不过,这般一来,除了狐族需提防,其他几族,在短时间内根本无心攻打孔雀一族。
眼下击退三族也算是凯旋而归,这肩头的重担顿时松了大半。
沈灏珏看向不远处整顿兵马的沈玉谷,见那二子年幼的脸庞多了几分成熟后的稳重,言谈举止也绝非几年前那般天真,忍不住扯了扯嘴角,挤出一丝笑容。
大军凯旋而归,沈玉谷人前严肃,人后依旧吊儿郎当。
打着哈气翘着二郎腿,瞟了眼自家老孔雀,“父王,三足乌城似乎有些小问题。”说着,不动声色的端起茶杯,抿了口。
帐内,薛明卓一顿,他知道自己的身份有些敏感,而此时显然是二王子试探君王,自己当真不该再留此处。

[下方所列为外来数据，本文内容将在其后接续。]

Issue #309, opened 2018-06-12
xesmf included in pangeo.pydata.org ?


naomi-henderson:
Hi all,
I have put together a use-case for reproducing the canonical ICCP-AR5 Figure12.5 using the CMIP5 multi-model surface temperature data.  I have converted the needed netcdf files to zarr and uploaded to  pangeo.pydata.org. I just noticed that the xesmf packages has not been included, so I can't do the fast and easy spatial regridding provided by xesmf to combine all models on the same grid. See:
[use case on pangeo.pydata.org](http://pangeo.pydata.org/user/naomi-henderson/lab/tree/CMIP5-MakeFigure12.5.ipynb).   
Any chance we can add xesmf to the standard packages?

Here is the figure this notebook can reproduce:

![wgi_ar5_fig12-5](https://user-images.githubusercontent.com/31460695/41320286-2d2626de-6e6d-11e8-9504-c79999b4a8a7.jpg)

rabernat:
This is a great point @naomi-henderson. (FYI, we can't follow the link <http://pangeo.pydata.org/user/naomi-henderson/lab/tree/CMIP5-MakeFigure12.5.ipynb>. If you would like to share a notebook from pangeo, your best bet right now is to download it and upload it as a gist.)

We have discussed xesmf use cases in #197, but your example is much more concrete. It would be a great example to highlight the capabilities of pangeo to the climate community.

The main roadblock right now is pangeo-data/helm-chart#29, which is holding us up from adding new packages to pangeo.pydata.org. Hopefully that will be resolved very soon, and we can move ahead with this.

naomi-henderson:
Ah, thanks @rabernat -  I will wait for this to be sorted out.  I will also need xESMF to finish the atmospheric moisture budget use case. The ability to do regridding is essential in dealing with the CMIP5 (and soon to come CMIP6) data.

mrocklin:
xesmf is now on the stock software environment on Pangeo.  I believe that this is now resolved.  I'm curious to see it used.

cc @JiaweiZhuang

naomi-henderson:
@mrocklin fantastic!  So far so good, xesmf is happily calculating the weight files and reusing them when appropriate. Thanks much

rabernat:
I wonder how xesmf will work with distributed. Will it scatter the weight matrix to the workers?

JiaweiZhuang:
[...]

PR #341, opened 2018-07-26
add gmet zarr dataset to intake cat

jhamman:
xref: https://github.com/pangeo-data/pangeo-example-notebooks/pull/5

### DIFF
--- a/gce/catalog.yaml
+++ b/gce/catalog.yaml
@@ -3,7 +3,7 @@ plugins:
     - module: intake_xarray
 sources:
   newmann_netcdf:
-    description: newmann meteo ensemble in netcdf
+    description: Newman met ensemble in netcdf
     driver: netcdf
     args:
       urlpath: '/gcs/newmann-met-ensemble-netcdf/conus_ens_00*.nc'
@@ -11,7 +11,7 @@ sources:
       concat_dim: ensemble
       chunks: {'time': 50}
   newmann_zarr:
-    description: newmann meteo ensemble in netcdf
+    description: Newman met ensemble in zarr format (9 ens members)
     driver: zarr
     args:
       storage_options:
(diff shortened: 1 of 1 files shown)


martindurant:
I am +1 for this.
However, the full dataset contains rather a lot of files and is slow to load the metadata. The chunksize of 14MB is OK order-of-magnitude but perhaps would be better at ~100MB. Perhaps this data-set also needs the metadata treatment in https://github.com/pangeo-data/pangeo/issues/309 , and a general agreement on how to cope with the many-files problem for the future (half-million files in this case).

jhamman:
@martindurant - I can update the chunksize in the dataset if that would be useful.

martindurant:
I certainly think that would help, and ~> 100MB is a good place to aim, perhaps bigger as the total dataset increases.

jhamman:
Right. I may remove the .zarr suffix though. Thoughts?

mrocklin:
> Perhaps this data-set also needs the metadata treatment in #309

How does one do this?  Do we need a best practices doc?  Should this be
upstreamed to XArray in some way?

martindurant:
@mrocklin , right, it's strictly ad-hoc, we didn't come to  a conclusion on how to consolidate the metadata in a way to causes least friction. My simplistic solution was to put a file `.zmetadata` in the top-level with the contents of all of the rest of the `.z*` files in the hierarchy; then `zarr.Group` looks for this key in the mapping. Following the discussion on metadata over on zarr, it could, for example, have been an additional entry in `.zattrs` in the top-level, and so stay within the spec.

martindurant:
(but yes, it could have been a PR to xarray, that's part of the conversation in #309)

martindurant:
> I may remove the .zarr suffix though on the bucket. Thoughts?

I mildly side with keeping it, for people that browse the file hierarchy in the bucket.

mrocklin:
OK.  I'd like to make sure that if this is important that it doesn't get
lost.  It looks like nothing significant has happened on that issue for
about a month.  @martindurant do you have thoughts on the right way to come
to some long-term conclusion on this issue?  Should it be elevate to some
upstream issue tracker?

martindurant:
We have https://github.com/zarr-developers/zarr/pull/268 , which is also getting old.

alimanfoo:
Happy to pick that discussion up again on the Zarr side if that would help.

jhamman:
I rechunked the dataset. We're down to 16k chunks and up to ~80mb/chunk.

刚要起身告退,却发现自己身侧缭倾贤的脚生了根的,就是不肯挪动半步。
薛明卓心里暗叹,更是恨缭倾贤卷入王子之间,事情纷纷扰扰,成败绝非满门抄斩这般简单。他为何就看不透,看不开?缭倾贤也绝非爱权之人,如若是为了沈王爷的恩情,那也早已报了。
更何况,难道在他心中,这沈王爷高于自己?!
想着,心中一怒,摔过衣袍转身掀开帐链,便消失在人群中。
沈玉谷挑眉看向一直垂头站在薛明卓椅子后的缭倾贤,其中之意不言而喻。
沈灏珏也忍不住扫了眼那军师,可见那军师一身洗的发白的蓝色衣衫,尾羽绿的发白,色泽暗淡,带着几分落魄之意,眼角更带着几分倦意,但难盖身上那股淡淡的书卷气。
在场所有人都认为,此人并非薛明卓的心腹,而是沈王爷,沈旻珺的心腹。
毕竟此人所作所为,更多是为了沈王爷,为了那位爷,甚至不惜把薛明卓拖下水。
沈昭君看了眼身形消瘦的缭倾贤,心中微微苦叹,更是觉得有几分同是天涯沦落人的滋味,“三足乌是我们必经之路,但眼下听闻聚集了不少武林人士,说是要找沈王爷讨要公道。”把在场所有人的视线从缭倾贤身上移开道。